After repeating the line containing "For completeness I", stop; until then, repeat each line of the listing below exactly, starting with the first.

[AVAILABLE DATA — start]

PR #12029, opened 2020-07-03
Add id fluent setter to Entity.

mshima:
Currently we are not generating fluent id setter.

---


murdos:
I think the reason was that we're not supposed to manually set the id of an entity.

mshima:
> I think the reason was that we're not supposed to manually set the id of an entity.

I think so, but for specific use cases this can be useful.
Eg: `foo.bar(new bar().id(barId));`.

For completeness I think it is better to include.

PR #12038, opened 2020-07-05
Refactor jhipster configuration.

mshima:
Related to https://github.com/jhipster/generator-jhipster/issues/10528
- Refactor app/client/server/common/languages generators to use jhipsterConfig.
- App generator compose with client/server/common generators in the same task, so they will run in parallel (run a priority on every generator before moving to another priority).
- Implements `jhipster --defaults`
- Simplifies configuration by applying rules in fewer points.

Breaking changes:
The workflow was changed, configs are available at the generator instance only at default priority now, this prevents synchronization problems.
- Runtime only configs is available at configOptions and stored configs are available at jhipsterConfig.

[AVAILABLE DATA — finish]

= ANSWER TO THIS EXERCISE =
PR #12029, opened 2020-07-03
Add id fluent setter to Entity.

mshima:
Currently we are not generating fluent id setter.

---


murdos:
I think the reason was that we're not supposed to manually set the id of an entity.

mshima:
> I think the reason was that we're not supposed to manually set the id of an entity.

I think so, but for specific use cases this can be useful.
Eg: `foo.bar(new bar().id(barId));`.

For completeness I think it is better to include.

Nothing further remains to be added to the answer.